In the entries that follow, how many lines include the string "push"? The answer is the number only.

Start of Data to use

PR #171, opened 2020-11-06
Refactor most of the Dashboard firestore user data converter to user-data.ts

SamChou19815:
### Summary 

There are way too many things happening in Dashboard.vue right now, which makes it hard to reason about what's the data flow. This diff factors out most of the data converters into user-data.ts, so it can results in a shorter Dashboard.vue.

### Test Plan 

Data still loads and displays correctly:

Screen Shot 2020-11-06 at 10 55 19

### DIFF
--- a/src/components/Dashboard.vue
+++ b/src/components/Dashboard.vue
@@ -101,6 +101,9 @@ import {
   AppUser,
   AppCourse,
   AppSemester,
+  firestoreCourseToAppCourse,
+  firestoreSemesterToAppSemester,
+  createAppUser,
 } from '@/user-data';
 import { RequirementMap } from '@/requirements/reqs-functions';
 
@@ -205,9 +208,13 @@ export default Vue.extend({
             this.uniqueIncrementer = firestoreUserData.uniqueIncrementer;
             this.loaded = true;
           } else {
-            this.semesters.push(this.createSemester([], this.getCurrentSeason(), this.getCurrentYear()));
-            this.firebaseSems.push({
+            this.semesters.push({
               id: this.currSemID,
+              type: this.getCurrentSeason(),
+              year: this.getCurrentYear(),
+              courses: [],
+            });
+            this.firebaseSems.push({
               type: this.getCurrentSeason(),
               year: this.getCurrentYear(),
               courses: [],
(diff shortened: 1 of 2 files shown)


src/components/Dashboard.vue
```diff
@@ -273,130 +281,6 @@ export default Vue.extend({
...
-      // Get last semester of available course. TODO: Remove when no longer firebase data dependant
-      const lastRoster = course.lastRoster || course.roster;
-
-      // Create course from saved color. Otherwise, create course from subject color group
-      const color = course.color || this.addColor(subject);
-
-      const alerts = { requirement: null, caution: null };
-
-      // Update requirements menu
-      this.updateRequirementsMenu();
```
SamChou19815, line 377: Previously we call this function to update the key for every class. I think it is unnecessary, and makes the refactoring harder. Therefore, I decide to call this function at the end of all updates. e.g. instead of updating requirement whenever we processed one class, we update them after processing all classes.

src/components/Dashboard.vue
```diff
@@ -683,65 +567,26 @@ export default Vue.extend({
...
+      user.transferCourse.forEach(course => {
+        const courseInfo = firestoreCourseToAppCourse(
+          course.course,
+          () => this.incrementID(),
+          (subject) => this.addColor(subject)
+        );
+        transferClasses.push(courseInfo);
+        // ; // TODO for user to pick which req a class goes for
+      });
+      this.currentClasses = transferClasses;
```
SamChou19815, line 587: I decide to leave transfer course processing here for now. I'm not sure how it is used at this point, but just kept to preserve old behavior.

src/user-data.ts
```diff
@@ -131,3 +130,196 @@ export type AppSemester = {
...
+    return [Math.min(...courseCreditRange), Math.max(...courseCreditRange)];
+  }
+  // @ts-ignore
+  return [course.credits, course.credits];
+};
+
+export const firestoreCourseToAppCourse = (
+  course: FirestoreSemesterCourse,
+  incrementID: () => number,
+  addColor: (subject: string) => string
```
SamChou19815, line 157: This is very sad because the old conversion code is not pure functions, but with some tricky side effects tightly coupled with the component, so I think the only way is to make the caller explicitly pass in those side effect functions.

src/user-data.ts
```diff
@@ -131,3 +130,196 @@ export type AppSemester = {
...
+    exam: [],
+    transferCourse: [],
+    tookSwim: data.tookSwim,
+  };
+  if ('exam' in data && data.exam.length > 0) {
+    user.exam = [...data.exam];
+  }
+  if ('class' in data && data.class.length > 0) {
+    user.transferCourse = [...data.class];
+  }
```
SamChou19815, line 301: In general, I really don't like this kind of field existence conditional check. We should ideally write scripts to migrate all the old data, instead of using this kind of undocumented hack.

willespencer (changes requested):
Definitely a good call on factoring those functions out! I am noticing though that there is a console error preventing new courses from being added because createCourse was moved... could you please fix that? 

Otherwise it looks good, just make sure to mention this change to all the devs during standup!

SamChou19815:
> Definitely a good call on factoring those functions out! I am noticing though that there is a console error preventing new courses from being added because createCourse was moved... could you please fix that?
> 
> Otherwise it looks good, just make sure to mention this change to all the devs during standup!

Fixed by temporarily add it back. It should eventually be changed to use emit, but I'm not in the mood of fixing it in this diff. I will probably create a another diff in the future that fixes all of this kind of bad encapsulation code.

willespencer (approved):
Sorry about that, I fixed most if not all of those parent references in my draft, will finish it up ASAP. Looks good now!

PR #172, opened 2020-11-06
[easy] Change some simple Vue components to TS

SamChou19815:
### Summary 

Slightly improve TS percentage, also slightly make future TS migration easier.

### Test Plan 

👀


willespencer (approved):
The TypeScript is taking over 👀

End of Data to use

▸ **Result for this exercise**: 5